Sleeping Soundly

Issue 3 | September 2025

It is a common experience that a problem difficult at night is resolved in the morning
after the committee of sleep has worked on it.
(Steinbeck)

Sleep is critical for physical and mental wellness, yet many struggle for the quality and quantity to maintain wellbeing. Inadequate sleep is linked to diabetes, heart disease, high blood pressure, obesity, alcohol/drug use, anxiety and depression. Poor sleep impacts memory, concentration, driving, and work. A poor sleep cycle starts for various reasons, and might be maintained if efforts aren’t made to change. It is frustrating trying to resume a sleep routine, but it is worth the effort for you and others around you.

Going to bed and rising at regular times, every day, strengthens the circadian rhythm and leads to improved sleep and alertness. Correct light and dark reinforces a sleep schedule; natural light during the day, and a very dark room for sleep. Caffeine, alcohol, chocolate, spicy foods, and nicotine interrupt sleep. If after 30 minutes of being awake you feel frustrated because you can’t sleep, get out of bed, do something boring until tired, then go back to bed.

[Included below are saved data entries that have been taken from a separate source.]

PR #2694, opened 2019-04-09
Issue #2530: Add Autopush support components

jonalmeida:
### Pull Request checklist

### DIFF
--- a/README.md
+++ b/README.md
@@ -210,6 +210,8 @@ _Supporting components with generic helper code._
 
 * ⚪ [**Public Suffix List**](components/lib/publicsuffixlist/README.md) - A library for reading and using the [public suffix list](https://publicsuffix.org/).
 
+* 🔴 [**Push-Firebase**](components/lib/push-firebase/README.md) - A [concept-push](concept/push/README.md) implementation using [Firebase Cloud Messaging](https://firebase.google.com/products/cloud-messaging/).
+
 ## Tooling
 
 * 🔵 [**Fetch-Tests**](components/tooling/fetch-tests/README.md) - A generic test suite for components that implement [concept-fetch](concept/fetch/README.md).
--- a/README.md
+++ b/README.md
@@ -142,6 +142,8 @@ _Combined components to implement feature-specific use cases._
 
 * ⚪ [**Prompts**](components/feature/prompts/README.md) - A component that will handle all the common prompt dialogs from web content.
 
+* ⚪ [**Push**](components/feature/push/README.md) - A component that provides Autopush messages with help from a supported push service.
+
 * ⚪ [**Find In Page**](components/feature/findinpage/README.md) - A component that provides an UI widget for [find in page functionality](https://support.mozilla.org/en-US/kb/search-contents-current-page-text-or-links).
 
 * 🔴 [**Site Permissions**](components/feature/sitepermissions/README.md) - A feature for showing site permission request prompts.
--- a/buildSrc/src/main/java/Dependencies.kt
+++ b/buildSrc/src/main/java/Dependencies.kt
@@ -47,6 +47,11 @@ object Versions {
         const val work = "2.0.0"
         const val arch_core_testing = "2.0.0"
     }
+
+    object Firebase {
+        const val core = "16.0.1"
+        const val messaging = "17.3.4"
+    }
 }
 
 // Synchronized dependencies used by (some) modules
@@ -112,4 +117,7 @@ object Dependencies {
     const val thirdparty_zxing = "com.google.zxing:core:${Versions.zxing}"
     const val thirdparty_jna = "net.java.dev.jna:jna:${Versions.jna}@jar"
     const val thirdparty_disklrucache = "com.jakewharton:disklrucache:${Versions.disklrucache}"
+
+    const val firebase_core = "com.google.firebase:firebase-core:${Versions.Firebase.core}"
+    const val firebase_messaging = "com.google.firebase:firebase-messaging:${Versions.Firebase.messaging}"
 }
--- a/buildSrc/src/main/java/Dependencies.kt
+++ b/buildSrc/src/main/java/Dependencies.kt
@@ -107,6 +107,7 @@ object Dependencies {
     const val mozilla_sync_logins = "org.mozilla.appservices:logins:${Versions.mozilla_appservices}"
     const val mozilla_places = "org.mozilla.appservices:places:${Versions.mozilla_appservices}"
     const val mozilla_places_forUnitTests = "org.mozilla.appservices:places-forUnitTests:${Versions.mozilla_appservices}"
+    const val mozilla_push = "org.mozilla.appservices:push:${Versions.mozilla_appservices}"
     const val mozilla_rustlog = "org.mozilla.appservices:rustlog:${Versions.mozilla_appservices}"
     const val mozilla_servo_arm = "org.mozilla.servoview:servoview-armv7:${Versions.servo}"
     const val mozilla_servo_x86 = "org.mozilla.servoview:servoview-x86:${Versions.servo}"
--- a/components/concept/push/src/main/java/mozilla/components/concept/push/Bus.kt
+++ b/components/concept/push/src/main/java/mozilla/components/concept/push/Bus.kt
@@ -6,6 +6,8 @@
 
 package mozilla.components.concept.push
 
+import androidx.lifecycle.LifecycleOwner
+
 /**
  * Interface for a basic bus that is implemented by MessageBus so that classes can observe particular event types.
  *
@@ -36,6 +38,16 @@ interface Bus<T, M> {
      * @param observer The observer to be notified for the type.
      */
     fun register(type: T, observer: Bus.Observer<T, M>)
+
+    /**
+     * Registers an observer to get notified about events.
+     *
+     * @param observer The observer to be notified for the type.
+     * @param owner the lifecycle owner the provided observer is bound to.
+     * @param autoPause whether or not the observer should automatically be
+     * paused/resumed with the bound lifecycle.
+     */
+    fun register(type: T, observer: Bus.Observer<T, M>, owner: LifecycleOwner, autoPause: Boolean)
 
     /**
      * Unregisters an observer to stop getting notified about events.
--- a/components/concept/push/src/main/java/mozilla/components/concept/push/PushProcessor.kt
+++ b/components/concept/push/src/main/java/mozilla/components/concept/push/PushProcessor.kt
@@ -6,53 +6,58 @@
 
 package mozilla.components.concept.push
 
-import androidx.annotation.CallSuper
+import androidx.annotation.VisibleForTesting
 
 /**
  * A push notification processor that handles registration and new messages from the [PushService] provided.
  * Starting Push in the Application's onCreate is recommended.
  */
-abstract class PushProcessor {
+interface PushProcessor {
 
     /**
-     * Initialize the PushProcessor before it
+     * Start the push processor and any service associated.
      */
-    @CallSuper
-    open fun initialize() {
-        instance = this
-    }
+    fun initialize()
 
     /**
-     * Start the push processor and starts any service associated.
+     * Removes all push subscriptions from the device.
      */
-    abstract fun start()
-
-    /**
-     * Stop the push service and stops any service associated.
-     */
-    abstract fun stop()
+    fun shutdown()
 
     /**
      * A new registration token has been received.
      */
-    abstract fun onNewToken(newToken: String)
+    fun onNewToken(newToken: String)
 
     /**
      * A new push message has been received.
      */
-    abstract fun onMessageReceived(message: PushMessage)
+    fun onMessageReceived(message: EncryptedPushMessage)
 
     /**
      * An error has occurred.
      */
-    abstract fun onError(error: Error)
+    fun onError(error: PushError)
 
     companion object {
+        /**
+         * Initialize and installs the PushProcessor into the application.
+         * This needs to be called in the application's onCreate before a push service has started.
+         */
+        fun install(processor: PushProcessor) {
+            instance = processor
+        }
+
         @Volatile
-        var instance: PushProcessor? = null
+        private var instance: PushProcessor? = null
+
+        @VisibleForTesting
+        internal fun reset() {
+            instance = null
+        }
         val requireInstance: PushProcessor
             get() = instance ?: throw IllegalStateException(
-                "You need to call start() on your Push instance from Application.onCreate()."
+                "You need to call initialize() on your Push instance from Application.onCreate()."
             )
     }
 }
@@ -60,20 +65,37 @@ abstract class PushProcessor {
 /**
  * A push message holds the information needed to pass the message on to the appropriate receiver.
  */
-data class PushMessage(val data: String)
-
-/**
- * The different kinds of push messages.
- */
-enum class PushType {
-    Services,
-    ThirdParty
+data class EncryptedPushMessage(
+    val channelId: String,
+    val body: String,
+    val encoding: String,
+    val salt: String = "",
+    val cryptoKey: String = "" // diffie–hellman key
+) {
+    companion object {
+        /**
+         * The [salt] and [cryptoKey] are optional as part of the standard for WebPush, so we should default
+         * to empty strings.
+         *
+         * Note: We have use the invoke operator since secondary constructors don't work with nullable primitive types.
+         */
+        operator fun invoke(
+            channelId: String,
+            body: String,
+            encoding: String,
+            salt: String? = null,
+            cryptoKey: String? = null
+        ) = EncryptedPushMessage(channelId, body, encoding, salt ?: "", cryptoKey ?: "")
+    }
 }
 
 /**
  *  Various error types.
  */
-sealed class Error {
-    data class RegistrationError(val desc: String) : Error()
-    data class NetworkError(val desc: String) : Error()
+sealed class PushError(open val desc: String) {
+    data class Registration(override val desc: String) : PushError(desc)
+    data class Network(override val desc: String) : PushError(desc)
+    data class Rust(override val desc: String) : PushError(desc)
+    data class MalformedMessage(override val desc: String) : PushError(desc)
+    data class ServiceUnavailable(override val desc: String) : PushError(desc)
 }
--- a/components/feature/push/README.md
+++ b/components/feature/push/README.md
@@ -1,0 +1,69 @@
+# [Android Components](../../../README.md) > Feature > Push
+
+A compoennt that implements push notifications with a supported push service.
+
+## Usage
+
+Add a supported push service for providing the encrypted messages (for example Firebase Cloud Messaging via `lib-push-firebase`):
+```kotlin
+class FirebasePush : AbstractFirebasePushService()
+```
+
+Create a push configuration with the project info and also place the required service's API keys in the project directory:
+
+```kotlin
+PushConfig(
+  senderId = "push-test-f408f",
+  serverHost = "push.service.mozilla.com",
+  serviceType = ServiceType.FCM,
+  protocol = Protocol.HTTPS
+)
+```
+
+We can then start the AutoPushFeature to get the subscription info and decrypted push message:
+```kolin
+val service = FirebasePush()
+
+val feature = AutoPushFeature(
+  context = context,
+  service = pushService,
+  config = config
+)
+
+// To start the feature and the service.
+feature.initialize()
+
+// To stop the feature and the service.
+feature.shutdown()
+
+// To receive the subscription info for all the subscription changes.
+feature.registerForSubscriptions(object : PushSubscriptionObserver {
+  override fun onSubscriptionAvailable(subscription: AutoPushSubscription) {
+    // handle subscription info here.
+  }
+}, lifecycle, false)
+
+// Force request all subscription information.
+feature.subscribeAll()
+
+// To receive a message for a specific push message type.
+feature.registerForPushMessages(PushType.Services, object: Bus.Observer<PushType, String> {
+  override fun onEvent(type: PushType, message: String) {
+    // Handle decrypted message here.
+  }
+}, lifecycle, false)
+```
+
+### Setting up the dependency
+
+Use Gradle to download the library from [maven.mozilla.org](https://maven.mozilla.org/) ([Setup repository](../../../README.md#maven-repository)):
+
+```Groovy
+implementation "org.mozilla.components:feature-push:{latest-version}"
+```
+
+## License
+
+    This Source Code Form is subject to the terms of the Mozilla Public
+    License, v. 2.0. If a copy of the MPL was not distributed with this
+    file, You can obtain one at http://mozilla.org/MPL/2.0/
--- a/components/feature/push/src/main/java/mozilla/components/feature/push/AutoPushFeature.kt
+++ b/components/feature/push/src/main/java/mozilla/components/feature/push/AutoPushFeature.kt
@@ -1,0 +1,327 @@
+/*
+ * This Source Code Form is subject to the terms of the Mozilla Public
+ *  License, v. 2.0. If a copy of the MPL was not distributed with this
+ *  file, You can obtain one at http://mozilla.org/MPL/2.0/.
+ */
+
+package mozilla.components.feature.push
+
+import android.content.Context
+import android.content.SharedPreferences
+import androidx.lifecycle.LifecycleOwner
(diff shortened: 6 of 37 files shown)


jonalmeida:
Some comments from @grigoryk after an offline conversation:

- Don't surface the errors for firebase. This isn't very useful for clients of the push feature to do anything.
- Surface the subscription info to subscribers.
- After some sleuthing in fennec, third party push subscribers only need the FCM registration token in order to do their thing.
  - Remove `ThirdParty` from `PushType`.
  - Surface a way for subscribers to read the registration token **and** listen to token updates.

README.md
```diff
@@ -210,6 +210,8 @@ _Supporting components with generic helper code._
 
 * ⚪ [**Public Suffix List**](components/lib/publicsuffixlist/README.md) - A library for reading and using the [public suffix list](https://publicsuffix.org/).
 
+* 🔴 [**Push-Firebase**](components/lib/push-firebase/README.md) - A [concept-push](concept/push/README.md) implementation using [Firebase Cloud Messaging](https://firebase.google.com/products/cloud-messaging/).
+
```
grigoryk: Add Feature-Push as well to this list.

buildSrc/src/main/java/Dependencies.kt
```diff
@@ -28,6 +28,9 @@ object Versions {
 
     const val material = "1.0.0"
 
+    const val firebase_core = "16.0.1"
```
grigoryk: why are these different versions? I'm assuming that's necessary for something, but it's a little surprising. Can you add a comment clarifying this?

components/concept/push/src/main/java/mozilla/components/concept/push/Bus.kt
```diff
@@ -37,6 +39,13 @@ interface Bus<T, M> {
      */
     fun register(type: T, observer: Bus.Observer<T, M>)
 
+    /**
+     * Registers an observer to get notified about events.
+     *
+     * @param observer The observer to be notified for the type.
+     */
+    fun register(type: T, observer: Bus.Observer<T, M>, owner: LifecycleOwner, autoPause: Boolean)
```
grigoryk: nit: You _could_ document other params as well ;)

components/concept/push/src/main/java/mozilla/components/concept/push/PushProcessor.kt
```diff
@@ -6,74 +6,95 @@
...
 
     /**
      * An error has occurred.
      */
-    abstract fun onError(error: Error)
+    fun onError(error: PushError)
 
     companion object {
+        /**
+         * Initialize the PushProcessor that needs to be called before
```
grigoryk: unfinished comment?

components/concept/push/src/main/java/mozilla/components/concept/push/PushProcessor.kt
```diff
@@ -6,74 +6,95 @@
...
+    }
 }
 
 /**
  *  Various error types.
  */
-sealed class Error {
-    data class RegistrationError(val desc: String) : Error()
-    data class NetworkError(val desc: String) : Error()
+sealed class PushError(open val desc: String) {
```
grigoryk: nit: you could just define `desc` on member classes, without the overrides

components/feature/push/README.md
```diff
@@ -0,0 +1,21 @@
+# [Android Components](../../../README.md) > Feature > Push
+
+A compoennt that implements push notifications with a supported push service.
+
+## Usage
+
+TBD
```
grigoryk: nit: remove this or add something here, or file a follow-up issue and link it here

components/feature/push/src/main/java/mozilla/components/feature/push/AutoPushFeature.kt
```diff
@@ -0,0 +1,325 @@
...
+import mozilla.components.support.base.log.logger.Logger
+import mozilla.components.support.base.observer.Observable
+import mozilla.components.support.base.observer.ObserverRegistry
+import java.io.File
+import java.util.UUID
+import java.util.concurrent.Executors
+import kotlin.coroutines.CoroutineContext
+
+/**
+ * A implementation of a [PushProcessor] that lives as a singleton. It receives messages from a service and
```
grigoryk: nit: it only "lives" in a singleton if your consumers make it so. this class doesn't enforce it

components/feature/push/src/main/java/mozilla/components/feature/push/AutoPushFeature.kt
```diff
@@ -0,0 +1,325 @@
...
+ * forwards them to be decrypted and routed. Should be created with the PushProvider.
```
grigoryk: nit: PushProvider doesn't create this class

components/concept/push/src/main/java/mozilla/components/concept/push/PushProcessor.kt
```diff
@@ -6,74 +6,95 @@
...
      * An error has occurred.
      */
-    abstract fun onError(error: Error)
+    fun onError(error: PushError)
 
     companion object {
+        /**
+         * Initialize the PushProcessor that needs to be called before
+         */
+        fun install(processor: PushProcessor) {
```
grigoryk: I'm not really sure there's value in having this singletone stuff live at the concept level. I'd expect to see it in `feature-push`.

components/feature/push/src/main/java/mozilla/components/feature/push/AutoPushFeature.kt
```diff
@@ -0,0 +1,325 @@
...
+ * Subscription information for each registered [PushType] can be retrieved asynchronously:
+ *
+ * <code>
+ *    feature.registerForSubscriptions(object: Bus.Observer<PushType, String> {
+ *        override fun onSubscriptionAvailable(subscription: AutoPushSubscription) { }
+ *    })
+ *    feature.subscribeForType(PushType.Services)
+ * </code>
+ *
+ * Push messages for each registered [PushType] can also be retrieved asynchronously:
```
grigoryk: "can be listened for..." is probably a better way to phrase that. `retrieved` implies historical data, e.g. messages received in the past.

components/feature/push/src/main/java/mozilla/components/feature/push/AutoPushFeature.kt
```diff
@@ -0,0 +1,325 @@
...
+ * <code>
+ *     class Application {
+ *          override fun onCreate() {
+ *              val feature = AutoPushFeature(context, service, configuration)
+ *              PushProvider.install(push)
+ *          }
+ *     }
+ * </code>
+ *
+ * Subscription information for each registered [PushType] can be retrieved asynchronously:
```
grigoryk: `retrieved` is probably not the right word. see below

components/feature/push/src/main/java/mozilla/components/feature/push/AutoPushFeature.kt
```diff
@@ -0,0 +1,325 @@
...
+        socketProtocol = config.protocol,
+        serviceType = config.serviceType,
+        databasePath = File(context.filesDir, DB_NAME).canonicalPath
+    )
+) : PushProcessor {
+
+    private val logger = Logger("AutoPushFeature")
+    private val subscriptionObservers: Observable<PushSubscriptionObserver> = ObserverRegistry()
+    private val messageObserverBus: Bus<PushType, String> = MessageBus()
+    private val prefToken = preferences(context).getString(PREF_TOKEN, null)
```
grigoryk: what is this? add a comment

components/feature/push/src/main/java/mozilla/components/feature/push/AutoPushFeature.kt
```diff
@@ -0,0 +1,325 @@
...
+
+    internal var job: Job = SupervisorJob()
+    private val scope = CoroutineScope(coroutineContext) + job
+
+    init {
+        // If we have a token, initialize the rust component first.
+        prefToken?.let { token ->
+            runBlocking(coroutineContext) {
```
grigoryk: do you actually need to block on this? Won't `scope.launch { }` work?

components/feature/push/src/main/java/mozilla/components/feature/push/AutoPushFeature.kt
```diff
@@ -0,0 +1,325 @@
...
+        type: PushType,
+        observer: Bus.Observer<PushType, String>,
+        owner: LifecycleOwner,
+        autoPause: Boolean
+    ) = messageObserverBus.register(type, observer, owner, autoPause)
+
+    /**
+     * Un-subscribes from all push message channels. This should only be done on an account logout or app data deletion.
+     */
+    override fun shutdown() {
```
grigoryk: nit: group `overrides` together at the top of the class

grigoryk: Rename this method. `unsubcribeAll` is a better name. Current name implies you call this during a regular app lifecycle, and that this method is oppose to `initialize`.

components/concept/push/src/main/java/mozilla/components/concept/push/PushProcessor.kt
```diff
@@ -6,74 +6,95 @@
...
-     */
-    abstract fun start()
+    fun initialize()
 
     /**
-     * Stop the push service and stops any service associated.
+     * Removes all push subscriptions from the device.
      */
-    abstract fun stop()
+    fun shutdown()
```
grigoryk: rename this (`unsubscribeAll`?), current name implies that this is opposite to `initialize` and is part of the app lifecycle.

components/feature/push/src/main/java/mozilla/components/feature/push/AutoPushFeature.kt
```diff
@@ -0,0 +1,325 @@
...
+        service.stop()
+
+        DeliveryManager.with(connection) {
+            scope.launch {
+                // TODO replace with unsubscribeAll API when available
```
grigoryk: oh hey, look at that - it's already going to use `unsubscribeAll` underneath :)

components/concept/push/src/main/java/mozilla/components/concept/push/PushProcessor.kt
grigoryk: Also, I think you want this to return `Deferred<Unit>`, so that consumers can block (if they want to) on the results of this. E.g. if we want to ensure that we've done with this operation before doing other cleanup.

components/feature/push/src/main/java/mozilla/components/feature/push/AutoPushFeature.kt
```diff
@@ -0,0 +1,325 @@
...
+    /**
+     * New registration tokens are received and sent to the Autopush server which also performs subscriptions for
+     * each push type and notifies the subscribers.
+     */
+    override fun onNewToken(newToken: String) {
+        scope.launchAndTry {
+            connection.updateToken(newToken)
+
+            // Subscribe all only if this is the first time.
+            if (prefToken.isNullOrEmpty()) {
```
grigoryk: who can modify `prefToken`? is this thread-safe?

buildSrc/src/main/java/Dependencies.kt
jonalmeida: The core library is separate from the messaging one, as we add more firebase features, each one has their own dependency version. I'm not sure what the value of adding a comment to this would be. How about a "firebase" object similar to how we've done it for AndroidX?

components/concept/push/src/main/java/mozilla/components/concept/push/PushProcessor.kt
jonalmeida: If you have a when expression, you would need to cast it to a specific type to access the description then (see AutoPushFeature#onError which is one use case).

components/feature/push/src/main/java/mozilla/components/feature/push/AutoPushFeature.kt
jonalmeida: Good point. I've changed this to "should live" so that it's clear, since this instance doesn't need to be a singleton, but _an_ instance does.

components/concept/push/src/main/java/mozilla/components/concept/push/PushProcessor.kt
jonalmeida: Every time I ask someone, I keep moving it to the location they prefer until the next review. :)

I think this is fine at the concept level since it's a necessity for a PushProcessor to be installed into the lifecycle of the Application regardless of the feature that implements it.

components/feature/push/src/main/java/mozilla/components/feature/push/AutoPushFeature.kt
jonalmeida: If we have a token stored locally, we need to make sure the push API is init'd with that first. If we register a new token, and then the old one messages would never be delivered. This is a small cost since initialization of the Push API is just instantiation.

components/concept/push/src/main/java/mozilla/components/concept/push/PushProcessor.kt
jonalmeida: > rename this (unsubscribeAll?), current name implies that this is opposite to initialize and is part of the app lifecycle.

Since we're stopping the push service as well, we figured that this should be called something more dramatic. I've updated the KDocs, but did we still want to change it to "unsubscribeAll" since it does more than that.

> Also, I think you want this to return Deferred<Unit>, so that consumers can block (if they want to) on the results of this. E.g. if we want to ensure that we've done with this operation before doing other cleanup.

I'll look this up to verify, but I don't think I can since I'm cancelling the job right after.

components/feature/push/src/main/java/mozilla/components/feature/push/AutoPushFeature.kt
jonalmeida: See above comment.

components/feature/push/src/main/java/mozilla/components/feature/push/AutoPushFeature.kt
jonalmeida: Only the feature modifies it. SharedPrefs are thread safe (not process safe).

components/lib/push-firebase/src/main/java/mozilla/components/lib/push/firebase/AbstractFirebasePushService.kt
```diff
@@ -0,0 +1,77 @@
...
+        }
+    }
+
+    /**
+     * Stops the Firebase messaging service.
+     */
+    final override fun stop() {
+        FirebaseMessaging.getInstance().apply {
+            isAutoInitEnabled = false
+            stopSelf()
```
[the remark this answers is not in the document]
jonalmeida: This is an Android API: https://developer.android.com/reference/android/app/Service.html#stopSelf()

components/lib/push-firebase/src/main/java/mozilla/components/lib/push/firebase/AbstractFirebasePushService.kt
```diff
@@ -0,0 +1,77 @@
...
+import mozilla.components.concept.push.PushService
+
+abstract class AbstractFirebasePushService : FirebaseMessagingService(), PushService {
+
+    /**
+     * Initializes Firebase and starts the messaging service if not already started.
+     */
+    override fun start(context: Context) {
+        FirebaseApp.initializeApp(context)
+        FirebaseMessaging.getInstance().isAutoInitEnabled = true
```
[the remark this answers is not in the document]
jonalmeida: Without this, if we stop the service, the next initialization will start the service automatically.

In the previous instance when we spoke about it, I was using it incorrectly to "stop" the service before deleting the token - this is no longer a valid option.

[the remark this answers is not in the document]
jonalmeida: I've added API comments for start/stop.

components/lib/push-firebase/src/main/java/mozilla/components/lib/push/firebase/AbstractFirebasePushService.kt
```diff
@@ -0,0 +1,77 @@
...
+            }
+        }
+    }
+
+    /**
+     * Stops the Firebase messaging service.
+     */
+    final override fun stop() {
+        FirebaseMessaging.getInstance().apply {
+            isAutoInitEnabled = false
```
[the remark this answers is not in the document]
jonalmeida: See above comments at 'start' that apply here too.

components/lib/push-firebase/src/main/java/mozilla/components/lib/push/firebase/AbstractFirebasePushService.kt
```diff
@@ -0,0 +1,77 @@
...
+            stopSelf()
+        }
+    }
+}
+
+/**
+ * A helper method that allows you to check if the device is supported by Google Play Services in order to
+ * receive push notifications from Firebase Cloud Messaging.
+ */
+fun isPlayServicesAvailable(context: Context): Boolean {
```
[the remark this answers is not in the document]
jonalmeida: Part of the previous review I had with Christian was that, if we can avoid the calling app from touching implementation-level APIs, we should.

If this a debatable topic, I'll remove it to move the review along.

components/lib/push-firebase/src/main/java/mozilla/components/lib/push/firebase/AbstractFirebasePushService.kt
```diff
@@ -0,0 +1,77 @@
...
+            try {
+                val message = EncryptedPushMessage(
+                    channelId = it.data.getValue("chid"),
+                    body = it.data.getValue("body"),
+                    encoding = it.data.getValue("con"),
+                    salt = it.data["enc"],
+                    cryptoKey = it.data["cryptokey"]
+                )
+                PushProcessor.requireInstance.onMessageReceived(message)
+            } catch (e: NoSuchElementException) {
```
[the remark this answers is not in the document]
jonalmeida: If I move the `onMessageReceived` to below the try block I won't have a message to send (compiler error).

components/feature/push/src/main/java/mozilla/components/feature/push/MessageBus.kt
```diff
@@ -0,0 +1,76 @@
...
+import androidx.lifecycle.LifecycleOwner
+import mozilla.components.concept.push.Bus
+import mozilla.components.support.base.observer.ObserverRegistry
+
+typealias Registry<T, M> = ObserverRegistry<Bus.Observer<T, M>>
+
+/**
+ * An implementation of [Bus] where the event type is restricted to an enum.
+ */
+class MessageBus<T : Enum<T>, M> : Bus<T, M> {
```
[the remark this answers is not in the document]
jonalmeida: The bus was supposed to live in the `support-base` to be multi-purpose. We wanted to refrain from that until we find a better place for it so that `support-base` doesn't become a dumping ground for utility functions. Sebastian recommended we keep it in the feature for now until we know where to move it.

Removing this would be a bigger change. Would doing this in a follow-up work?

components/feature/push/src/main/java/mozilla/components/feature/push/Connection.kt
```diff
@@ -0,0 +1,121 @@
...
+internal class RustPushConnection(
+    private val databasePath: String,
+    private val senderId: String,
+    private val serverHost: String,
+    private val socketProtocol: Protocol,
+    private val serviceType: ServiceType
+) : PushConnection {
+
+    @VisibleForTesting
+    internal var api: PushAPI? = null
```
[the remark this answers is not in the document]
jonalmeida: It's set in the updateToken. It's mutable because the PushManager needs a registration token to be instantiated the first time, after that we can call the PushManager's updateToken.

The purpose of this wrapper is to take out that requirement since it would need every call to the PushManager to be checked first. It also helps us by removing the need to add a-s unit-testing dependencies since we only need to test that the API contract is being kept without needing to call their code.

components/feature/push/src/main/java/mozilla/components/feature/push/Connection.kt
```diff
@@ -0,0 +1,121 @@
...
+
+    override suspend fun subscribe(channelId: String, scope: String): SubscriptionResponse = synchronized(this) {
+        val pushApi = api
```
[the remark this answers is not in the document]
jonalmeida: This is another case of multiple folks to reviewing this change: it was recommended in order to remove the `!!` at the caller since the API is nullable (see above comments for more details on this).

The val ensures the same binding is used when calling the method's below.

components/feature/push/src/main/java/mozilla/components/feature/push/Connection.kt
```diff
@@ -0,0 +1,121 @@
...
+        check(pushApi != null) { "Rust API is not initiated; updateToken hasn't been called yet." }
+        return pushApi.subscribe(channelId, scope)
+    }
+
+    override suspend fun unsubscribe(channelId: String): Boolean = synchronized(this) {
+        val pushApi = api
+        check(pushApi != null) { "Rust API is not initiated; updateToken hasn't been called yet." }
```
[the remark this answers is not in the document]
jonalmeida: See above comment.

components/feature/push/src/main/java/mozilla/components/feature/push/Connection.kt
```diff
@@ -0,0 +1,121 @@
...
+        channelId: String,
+        body: String,
+        encoding: String = "",
+        salt: String = "",
+        cryptoKey: String = ""
+    ): ByteArray
+    fun isInitialized(): Boolean
+}
+
+internal class RustPushConnection(
```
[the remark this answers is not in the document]
jonalmeida: The purpose of this wrapper is to take out the requirement of needing a registration token in order to init the PushManager since it would need every call to the PushManager to be checked first. By having this wrapper, hold onto the other attributes, and init the PushManager when we get the registration token later, we can reduce the complexity that would fall into the feature.

Yes it does help a lot with testing - we don't need to add a-s unit-testing dependencies since we only need to test that the API contract is being kept without needing to call their code.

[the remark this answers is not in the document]
jonalmeida: I can add a follow-up issue to discuss this there if that helps.

components/feature/push/src/main/java/mozilla/components/feature/push/Connection.kt
```diff
@@ -0,0 +1,121 @@
...
+    private val senderId: String,
+    private val serverHost: String,
+    private val socketProtocol: Protocol,
+    private val serviceType: ServiceType
+) : PushConnection {
+
+    @VisibleForTesting
+    internal var api: PushAPI? = null
+
+    override suspend fun subscribe(channelId: String, scope: String): SubscriptionResponse = synchronized(this) {
```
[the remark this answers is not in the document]
jonalmeida: Nice, I didn't know about that annotation! I can also removing the `runBlocking` from the feature since the synchronized also covers it's use case.

components/feature/push/src/main/java/mozilla/components/feature/push/AutoPushFeature.kt
jonalmeida: See below comment. Since access to the API is synchronized, this runBlocking is no longer needed.

components/concept/push/src/main/java/mozilla/components/concept/push/PushProcessor.kt
grigoryk: Sounds good. You own this, it's your call ;)

components/feature/push/src/main/java/mozilla/components/feature/push/MessageBus.kt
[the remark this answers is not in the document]
grigoryk: Sure. Try not to loose track of this.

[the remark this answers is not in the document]
jonalmeida: Filed https://github.com/mozilla-mobile/android-components/issues/3171

components/feature/push/src/main/java/mozilla/components/feature/push/Connection.kt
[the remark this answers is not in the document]
jonalmeida: Filed https://github.com/mozilla-mobile/android-components/issues/3172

Keep the bedroom for sleep and sex, not for TV, phones or computers. Regular daily exercise early in the day may be useful, and some exercise in the late afternoon or early evening can deepen sleep. However, strenuous exercise just before bed can disturb sleep. A poor mattress, pillow, sheets or bed frame can result in discomfort, tossing and turning; also consider temperature control (approximately 20C to 25C is ideal for older adults).

Stress is the enemy of quality sleep. Writing notes and plans for the next day will clear your mind. Set aside worry time if necessary. Watching the clock increases anxiety and disturbs sleep. Put the clock on the floor out of sight; you will still hear the morning alarm.

Best wishes for your 8 hours of sleep, when you wake well-rested, have enough energy for the day, and don’t need aides to sleep or stay alert, and an occasional afternoon nap is probably okay!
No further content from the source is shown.